Statistical Evaluation

Before feeding extracted feature matrix numbers into ensemble models, kreview utilizes native scipy.stats functionality executed in evaluate_feature().

Our data almost never follows a clean parametric distribution, so we strictly use non-parametric tests.

flowchart LR
    classDef step fill:#8b5cf6,stroke:#5b21b6,color:#fff;
    A["Feature Matrix"]:::step --> B["Kruskal-Wallis\n(4-group omnibus)"]:::step
    B --> C["Mann-Whitney U\n(pairwise)"]:::step
    C --> D["Cohen's d\n(effect size)"]:::step
    D --> E["Spearman Rank\n(confounders)"]:::step
    E --> F["Pass to ML\nModels"]:::step

Use mouse to pan and zoom

The 4-Way Omnibus Test (Kruskal-Wallis)

We group the sample's generated feature matrices by the 4 primary CtDNALabeler labels (True ctDNA+, Possible ctDNA+, Possible ctDNA−, Healthy Normal).

Because we are checking more than two independent samples to determine if they originate from the same distribution, we employ the Kruskal-Wallis H-test (stats.kruskal).

If the omnibus \(p\)-value is significant (\(p < 0.05\)), it suggests that the feature is stratifying at least one label group. Pairwise analysis then identifies which groups differ.

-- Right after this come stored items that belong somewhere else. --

PR #2796, opened 2023-11-09
[MDS-5618] Shiny New Form

taraepp:
## Objective 
- make it do view and edit easily in the same component
- make it prettier
- no more legacy antd

[MDS-5618](https://bcmines.atlassian.net/browse/MDS-5618)

Decided not to do:
[MDS-5608](https://bcmines.atlassian.net/browse/MDS-5608)

hackathon-demo

### DIFF
--- a/services/common/src/components/FormWrapper.tsx
+++ b/services/common/src/components/FormWrapper.tsx
@@ -1,0 +1,93 @@
+import { Button, Row, Typography } from "antd";
+import React from "react";
+
+export const { Provider: FormProvider, Consumer: FormConsumer } = React.createContext({
+  view: false,
+});
+
+interface FormWrapperProps {
+  name: string;
+  onSubmit: any;
+  children: any;
+  showFooter?: boolean;
+  okText?: string;
+  onOk?: any;
+  cancelText?: string;
+  onCancel?: any;
+  loading?: boolean;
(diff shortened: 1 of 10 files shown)


services/common/src/components/FormWrapper.tsx
```diff
@@ -0,0 +1,93 @@
+import { Button, Row, Typography } from "antd";
+import React from "react";
+
+export const { Provider: FormProvider, Consumer: FormConsumer } = React.createContext({
+  view: false,
+});
```
taraepp, line 6: the Provider/Consumer is my favourite part! Before I put it in it was pretty annoying to have to add a parameter to each input.

services/core-web/src/components/Forms/ExplosivesPermit/MagazineFormNew.tsx
```diff
@@ -224,29 +235,31 @@ class MagazineForm extends Component<FormProps> {
           <Col md={24}>
             {fields.map((field, index) => (
               <Collapse
-                key={field.id}
+                key={field}
```
taraepp, line 238: totally unrelated to what I was doing: I kept getting duplicate key warnings in my console, and it turns out that **field does not have an id property**. So we should fix that. Field is a string.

Pairwise Separation (Mann-Whitney U)

We run five independent 2-sample Mann-Whitney U rank-sum tests:

Pair	Clinical Question
True ctDNA+ vs Healthy Normal	Can this feature distinguish confirmed cancer from healthy?
Possible ctDNA+ vs Healthy Normal	Does the signal extend to unconfirmed positives?
True ctDNA+ vs Possible ctDNA+	Can it differentiate confirmed from uncertain?
Possible ctDNA− vs Healthy Normal	Is there any signal in likely-negative patients?
True ctDNA+ vs Possible ctDNA−	How strong is the full positive-negative gap?

We additionally compute a Rank-Biserial correlation to understand the direction and magnitude of separation.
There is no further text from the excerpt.